» To do
What you return should be the full listing, exactly as given.

....

PR #560, opened 2017-04-10
use kwargs for links in menu items

### LINKED ISSUE #556: fix url param in `minutes:list`
Currently the list of all minutes can be filtered by providing a `GET` parameter to the `minutes:list` url. This parameter is used without a key, which is actually quite confusing and should be avoided.

Bartzi:
fixes #556 by only allowing keyword arguments for links in menu items

### DIFF
--- a/_1327/main/migrations/0013_edit_minutes_menu_item.py
+++ b/_1327/main/migrations/0013_edit_minutes_menu_item.py
@@ -1,0 +1,37 @@
+# -*- coding: utf-8 -*-
+from __future__ import unicode_literals
+
+from django.db import migrations
+
+
+def adapt_links(MenuItem, old_link, new_link, split_str='?'):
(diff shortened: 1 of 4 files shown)


_1327/main/migrations/0013_edit_minutes_menu_item.py
```diff
@@ -0,0 +1,39 @@
...
+		id = menu_item.link.split(split_str)[-1]
+		menu_item.link = '{}{}'.format(new_link, id)
+		menu_item.save()
+
+
+def adapt_minutes_link(apps, schema_editor):
+	# We can't import the MenuItem model directly as it may be a newer
+	# version than this migration expects. We use the historical version.
+	# We can't import the MenuItem model directly as it may be a newer
+	# version than this migration expects. We use the historical version.
```
janno42: thanks for making this clear. reading it twice really helps a lot ;)

PR #580, opened 2017-07-03
Menu item ordering

### LINKED ISSUE #566: Keep menu item order
When a non superuser changes menu item positions, some items might end up in the wrong position. It must be made sure that the change will only affect the items the user can change and all other (potentially invisible) items stay where they are.

Bartzi:
fixes #566


_1327/main/utils.py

....

» Your solution
PR #560, opened 2017-04-10
use kwargs for links in menu items

### LINKED ISSUE #556: fix url param in `minutes:list`
Currently the list of all minutes can be filtered by providing a `GET` parameter to the `minutes:list` url. This parameter is used without a key, which is actually quite confusing and should be avoided.

Bartzi:
fixes #556 by only allowing keyword arguments for links in menu items

### DIFF
--- a/_1327/main/migrations/0013_edit_minutes_menu_item.py
+++ b/_1327/main/migrations/0013_edit_minutes_menu_item.py
@@ -1,0 +1,37 @@
+# -*- coding: utf-8 -*-
+from __future__ import unicode_literals
+
+from django.db import migrations
+
+
+def adapt_links(MenuItem, old_link, new_link, split_str='?'):
(diff shortened: 1 of 4 files shown)


_1327/main/migrations/0013_edit_minutes_menu_item.py
```diff
@@ -0,0 +1,39 @@
...
+		id = menu_item.link.split(split_str)[-1]
+		menu_item.link = '{}{}'.format(new_link, id)
+		menu_item.save()
+
+
+def adapt_minutes_link(apps, schema_editor):
+	# We can't import the MenuItem model directly as it may be a newer
+	# version than this migration expects. We use the historical version.
+	# We can't import the MenuItem model directly as it may be a newer
+	# version than this migration expects. We use the historical version.
```
janno42: thanks for making this clear. reading it twice really helps a lot ;)

PR #580, opened 2017-07-03
Menu item ordering

### LINKED ISSUE #566: Keep menu item order
When a non superuser changes menu item positions, some items might end up in the wrong position. It must be made sure that the change will only affect the items the user can change and all other (potentially invisible) items stay where they are.

Bartzi:
fixes #566


_1327/main/utils.py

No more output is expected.